PR #225, opened 2018-02-19
Fixes invalid char in system/audit_views.sql

lbartoletti:
More explicit:
```
-<U+FEFF>/* Audit views only for those having explicit triggers handling data editing*/
+/* Audit views only for those having explicit triggers handling data editing*/
```


haubourg:
@sbe @elemoine @lbartoletti here is the kind of change tha puzzles me according to versioning guidelines. 
technically, are we sure that the function is updated on each PUM migration? At what point should we explicitly version the database (using current_version and internal PUM metadata ) ? triggers, views, and stored procedures are changed here, but we don't release explicitly a version. That grey are needs to be explicitly documented to me

PR #226, opened 2018-02-20
Numversion init qwat

lbartoletti:
Don't hardcode version in init_qwat.sh

### DIFF
--- a/init_qwat.sh
+++ b/init_qwat.sh
@@ -36,6 +36,7 @@ fi
 
 eval set -- "$ARGS";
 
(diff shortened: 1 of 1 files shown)


elemoine:
I personally like good Git commit messages and clean Git history. Would you mind squashing the commits into one commit and provide a more explicit commit message like "Do no hardcode NUMVERSION in init_qwat.sh".

haubourg:
NIce, I don't know why the harcoded version was still here, we created the current_version file for that purpose. Thanks for taking care of that!

PR #228, opened 2018-02-22
Fixes init_qwat and upgrade_db.sh

lbartoletti:
1. Replace more gnued/linuxism script
1.1. getopt
Using long args with getopt is a linuxism. So I include a "compat mode" for it. More details on [stackoverflow](https://stackoverflow.com/a/7948533/8299570)
1.2. sed
`sed r` is the GNU sed version. Use coreutils with gsed for non linux. Or easiest, use `cat`
1.3. sleep
Use only the number of seconds without the suffix.

2. upgrade_db.sh
2.1. SCRIPTDIR
Add the location of the script. Since you can run it everywhere
2.2. DB info from pg_service.conf
TODO is done. Get the host and the port for dbcomp and dbtest.
Maybe add an option for the location of .pg_service.conf?
Wouldn't it be better if this part were done by PUM?

### DIFF
--- a/update/upgrade_db.sh
+++ b/update/upgrade_db.sh
@@ -76,7 +76,7 @@ if [ ! -f $VERSION_FILE ]; then
     echo
     exit 0
 fi
-VERSION=$(sed 'r' $VERSION_FILE)
+VERSION=$(cat $VERSION_FILE)
 
 # set -- "${POSITIONAL[@]}" # restore positional parameters
 echo "Parameters:"
@@ -94,7 +94,7 @@ echo
 if [[ $CLEAN -eq 1 ]]; then
     printf "\n${BLUE}Cleaning  Option set:${NC}\n\n"
 
-    sleep 1s
+    sleep 1
 
     # Read DB info from pg_service.conf file
     DBCOMP_NAME=$(sed -n -e "/^\[qwat_comp]/,/^\[/ p" ~/.pg_service.conf | grep "^dbname" | cut -d"=" -f2)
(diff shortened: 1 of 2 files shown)


sylvainbeo:
Looks good to me.

haubourg:
reviewed also by @mhugo :) >> merging

update/upgrade_db.sh
```diff
@@ -94,43 +95,59 @@ echo
...
     DBCOMP_USER=$(sed -n -e "/^\[qwat_comp]/,/^\[/ p" ~/.pg_service.conf | grep "^user" | cut -d"=" -f2)
+    DBCOMP_HOST=$(sed -n -e "/^\[qwat_test]/,/^\[/ p" ~/.pg_service.conf | grep "^host" | cut -d"=" -f2)
+    DBCOMP_PORT=$(sed -n -e "/^\[qwat_test]/,/^\[/ p" ~/.pg_service.conf | grep "^port" | cut -d"=" -f2)
     DBTEST_NAME=$(sed -n -e "/^\[qwat_test]/,/^\[/ p" ~/.pg_service.conf | grep "^dbname" | cut -d"=" -f2)
     DBTEST_USER=$(sed -n -e "/^\[qwat_test]/,/^\[/ p" ~/.pg_service.conf | grep "^user" | cut -d"=" -f2)
-    # TODO get also password, port and host
+    DBTEST_HOST=$(sed -n -e "/^\[qwat_test]/,/^\[/ p" ~/.pg_service.conf | grep "^host" | cut -d"=" -f2)
+    DBTEST_PORT=$(sed -n -e "/^\[qwat_test]/,/^\[/ p" ~/.pg_service.conf | grep "^port" | cut -d"=" -f2)
+
+    if [ ! -z "$DBCOMP_HOST" ]; then
```
elemoine: Any difference between `! -z` and `-n`?

PR #229, opened 2018-02-22
Missing spatial indexes for some qwat_od's tables

lbartoletti:
Missing spatial indexes for some qwat_od's tables:
* cover - geometry
* cover - geometry_polygon
* crossing - geometry
* leak - geometry
* surveypoint - geometry
* valve - handle_geometry

### DIFF
--- a/ordinary_data/pipe/od_crossing.sql
+++ b/ordinary_data/pipe/od_crossing.sql
@@ -21,6 +21,7 @@ WITH (
 );
 
 ALTER TABLE qwat_od.crossing ADD COLUMN geometry geometry('POINT',:SRID) NOT NULL;
+CREATE INDEX crossing_geoidx ON qwat_od.crossing USING GIST ( geometry );
 
 CREATE OR REPLACE FUNCTION qwat_od.ft_controled_crossing()
 RETURNS trigger AS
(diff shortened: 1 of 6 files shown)


elemoine:
Just for me to understand: are those indexes required for good performance in QGIS?

ordinary_data/pipe/od_crossing.sql
```diff
@@ -20,6 +20,8 @@ WITH (
   OIDS=FALSE
 );
 
+CREATE INDEX crossing_geoidx ON qwat_od.crossing USING GIST ( geometry );
```
elemoine: Here the index is created before the creation of the geometry column.

update/delta/delta_1.3.2_001_missing_spatial_indexes.sql
```diff
@@ -0,0 +1,9 @@
+-- Missing spatial indexes
```
elemoine: Should we agree on the delta file name scheme before actually using it? @haubourg any opinion about this?

lbartoletti:
> Just for me to understand: are those indexes required for good performance in QGIS?
Yes, especially leak, cover and surveypoint can be used frequently.

haubourg:
@3nids Looks good to me. Any objections to merge?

----------------------------------------

TRY IT:
Where a line of the material holds the word "required", copy that line.

THE ANSWER:
Just for me to understand: are those indexes required for good performance in QGIS?
> Just for me to understand: are those indexes required for good performance in QGIS?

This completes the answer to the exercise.